LLCA Dyslexia Center Four Pillars Mission Statement

OG SUMMER TRAINING OPTIONS

2024 Summer Training Information

Orton-Gillingham Approach

The Orton-Gillingham Multisensory Method is different from other reading methods in two ways: what is taught, and how it is taught.

What is taught:

  • Phonemic Awareness is the first step. You must teach someone how to listen to a single word or syllable and break it into individual phonemes. They also have to be able to take individual sounds and blend them into a word, change sounds, delete sounds, and compare sounds -- all in their head. These skills are easiest to learn before someone brings in printed letters. 

  • Phoneme/Grapheme Correspondence is the next step. Here you teach which sounds are represented by which letter(s), and how to blend those letters into single-syllable words.

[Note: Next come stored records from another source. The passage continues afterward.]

Issue #346, opened 2017-10-22
build system updates


dagar:
ECL should be a standalone cmake project with several libraries.
 - EKF
 - attitude_fw
 - l1
 - tecs
 - validation
 - geo (would need to be fully moved from PX4)

When included as a subdirectory in another cmake project (like PX4) the same cmake configuration would be used. https://github.com/PX4/Firmware/issues/8191

TODO
 - ECL cmake project with each component generating a static and shared library
 - fully move geo from PX4 (https://github.com/PX4/Firmware/issues/8192)
 - remove PX4 mathlib usage (L1 and TECS)
 - basic testing for all components
 - update CI system to build on linux (range of gcc and clang versions), OSX, and windows (appveyor)
 - fix EKF python testing and post plots (https://github.com/PX4/ecl/pull/317)
 - setup astyle or clang-format (need to ignore EKF autogenerated portions)
 - code coverage

dagar:
Mostly implemented.

PR #355, opened 2017-11-14
[WIP] cmake structure for ecl

Stifael:
This PR is based on this [issue](https://github.com/PX4/ecl/issues/346). The goal of this PR is to make each library within ecl as independent from other libraries as possible to make it easier for other projects outside of PX4 to incorporate ecl into their project. Moreover, a cmake structure was chosen that agrees with modern cmake suggestion from [here](https://www.youtube.com/watch?v=bsXLMQ6WgIk) and [here](https://www.youtube.com/watch?v=eC9-iRN2b04&t=1390s). Doing so enables better cmake maintainability within and outside of the project. 

To build the project do the following:

within ecl:
`mkdir build `
`cd build`
`cmake ../src`
`make`
`make test`

The project structure follows a standard cmake structure with having out of source build:

-build
-src
----CMakeLists.txt
----ekflib
----geolib
-----L1lib
-----mathlib
-----tecslib
-----matrixlib
-----tests

where each lib has the following structure following the include name-space construct.
-----namelib
--------CMakeLists.txt
--------include
-------------namelib
----------------name.h
--------src
------------cpp- and h-files

The exception is of course matrixlib, which is a submodule and therefore has its own structure. 

In contrast to the suggestion of [here](https://github.com/PX4/ecl/issues/346), attitude_fw is not a separate library within ecl. The main reason is the strong dependency on PX4 and therefore it makes more sense to add it to PX4 project directly. 

In addition, I created a separate library for math function (mathlib), which contains the math functions from px4 mathlib [here](https://github.com/PX4/Firmware/tree/master/src/lib/mathlib) without the Quaternion and Matrix related files, which is part of matrixlib. The main reason for creating a separate library for math functions is because there are and will be new flight control related SISO math functions which need to live somewhere, but currently it is not clear where to put them. I personally do not think it makes sense to put SISO math functions into matrix, since I still consider it as a library for vector operations. 

I also added google-tests, which allows to make use of mock objects. 

What still needs to be done:

- [ ] finalize CMakeLists.txt. Currently they are at the bare minimum
- [ ] remove tests and include it within each library. This is easy to do. All it requires is to move the code from the CMakeLists.txt within tests to the top CMakeLists.txt
- [ ] make "validation"  a library and verify where it is needed. 
- [ ] add matrix correctly to the project. Currently the path to math.hpp has to be included to make it compile, which of course is not how it should be done.
- [ ] start discussion about matrix CMakeLists.txt. It would be much easier for any other project that uses the matrix lib if it were a header only target (add_library(matrix INTERFACE)) with all the matrix specific compilation flags as part of the target interface. That way it is very simple to incorporate matrix lib within other projects and ensuring that all compilation properties are preserved. 
- [ ] add python tests 
- [ ] write google tests
- [ ] adjust px4 CMakeLists.txt to correctly include ecl


ChristophTobler:
I guess https://github.com/PX4/ecl/pull/432 replaced this one... Please reopen if it's not the case.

  • The Six Types of Syllables that compose English words are taught next. If students know what type of syllable they're looking at, they'll know what sound the vowel will make. Conversely, when they hear a vowel sound, they'll know how the syllable must be spelled to make that sound.

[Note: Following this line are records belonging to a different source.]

Issue #357, opened 2017-11-15
EKF ringbuffer allocation


dagar:
All ringbuffers are allocated in  EstimatorInterface::initialise_interface() https://github.com/PX4/ecl/blob/master/EKF/estimator_interface.cpp#L382-L392

Only allocating each in configurations where they're actually used will save a lot of memory.

priseborough:
How can I check if a buffer has been allocated?

priseborough:
I could add an accessor function to ringBuffer.h that returns false if _buffer == NULL or check that get_length > 0

dagar:
Depends how you'd want to do it, but that could work. Based on EKF configuration do we know which are needed or is it dependant on the actual pushed.

An easy option is to allocate on the first push, but that might be questionable if for some reason data only started publishing midflight.

dagar:
The ringbuffer is in the class, but the buffer within is allocated with a helper. I could change it so that we only keep pointers to the ringbuffer and the constructor allocates.

Let's figure out how and where the EKF decides it needs a particular ringbuffer and then think about what makes the most sense (including error handling).

priseborough:
Another issue is that the ekf2 code assume that all buffers have been allocated and that data (which may be zeros) is always returned. Checking for buffer allocation each time will add to code complexity.

A compromise solution could be to allocate each buffer initially with a length of 1 and then increase the allocation before the first data is pushed to the buffer.

PR #359, opened 2017-11-16
EKF: Reduce memory usage

priseborough:
This PR reduces the amount of memory required by the observation data buffers by initialising each buffer to an initial length of 1. The buffer is not set to it's required length until the first data arrives. This saves over 1kB of memory because typically only half of the available observation types are used.

To prevent repeated allocation failures causing problems, each buffer is given one attempt to allocate the required memory. If memory cannot be allocated, a fault condition is reported and the corresponding observation will not be used.

Hardware testing TBD.

### DIFF
--- a/EKF/RingBuffer.h
+++ b/EKF/RingBuffer.h
@@ -151,6 +151,11 @@ public:
 
 
 
+	// return ttrue if allocated
+	unsigned is_allocated()
+	{
+		return (_buffer != NULL);
+	}
 private:
 	data_type *_buffer{nullptr};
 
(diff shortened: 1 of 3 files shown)


dagar:
Looking good.

Here's ecl master compared to this PR on a default pixhawk 2.1 configured as a plane after GPS fusion starts and both local and global are valid.


                 total      used       free       largest
    Mem:        235376     197168      38208      36848          <- ecl master
    Mem:        235376     192848      42528      39648          <- ecl pr-ekfObsBufAlloc

priseborough:
Addresses https://github.com/PX4/ecl/issues/357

  • Probabilities and Rules are then taught. The English language provides several ways to spell the same sounds. For example, the sound /SHUN/ can be spelled either TION, SION, or CIAN. The sound of /J/ at the end of a word can be spelled GE or DGE. Dyslexic students need to be taught these rules and probabilities.

  • Roots and Affixes, as well as Morphology are then taught to expand a student's vocabulary and ability to comprehend (and spell) unfamiliar words. For instance, once a student has been taught that the Latin root TRACT means pull, and a student knows the various Latin affixes, the student can figure out that retract means pull again, contract means pull together, subtract means pull away (or pull under), while tractor means a machine that pulls.

 

How it is taught

  • Simultaneous Multisensory Instruction: research has shown that dyslexic people who use all of their senses when they learn (visual, auditory, tactile, and kinesthetic) are better able to store and retrieve the information. So a beginning dyslexic student might see the letter A, say its name and sound, and write it in the air -- all at the same time.

  • Intense Instruction with Ample Practice: instruction for dyslexic students must be much more intense, and offer much more practice, than for regular readers.

  • Direct, Explicit Instruction: dyslexic students do not intuit anything about written language. So, you must teach them, directly and explicitly, each and every rule that governs our written words. And you must teach one rule at a time, and practice it until it is stable in both reading and spelling, before introducing a new rule.

  • Systematic and Cumulative: by the time most dyslexic students are identified, they are usually quite confused about our written language. So you must go back to the very beginning and create a solid foundation with no holes. You must teach the logic behind our language by presenting one rule at a time and practicing it until the student can automatically and fluently apply that rule both when reading and spelling. You must continue to weave previously learned rules into current lessons to keep them fresh and solid. The system must make logical sense to our students, from the first lesson through the last one.

  • Synthetic and Analytic: dyslexic students must be taught both how to take the individual letters or sounds and put them together to form a word (synthetic), as well as how to look at a long word and break it into smaller pieces (analytic). Both synthetic and analytic phonics must be taught all the time.

  • Diagnostic Teaching: the teacher must continuously assess their student's understanding of, and ability to apply, the rules. The teacher must ensure the student isn't simply recognizing a pattern and blindly applying it. And when confusion of a previously-taught rule is discovered, it must be retaught.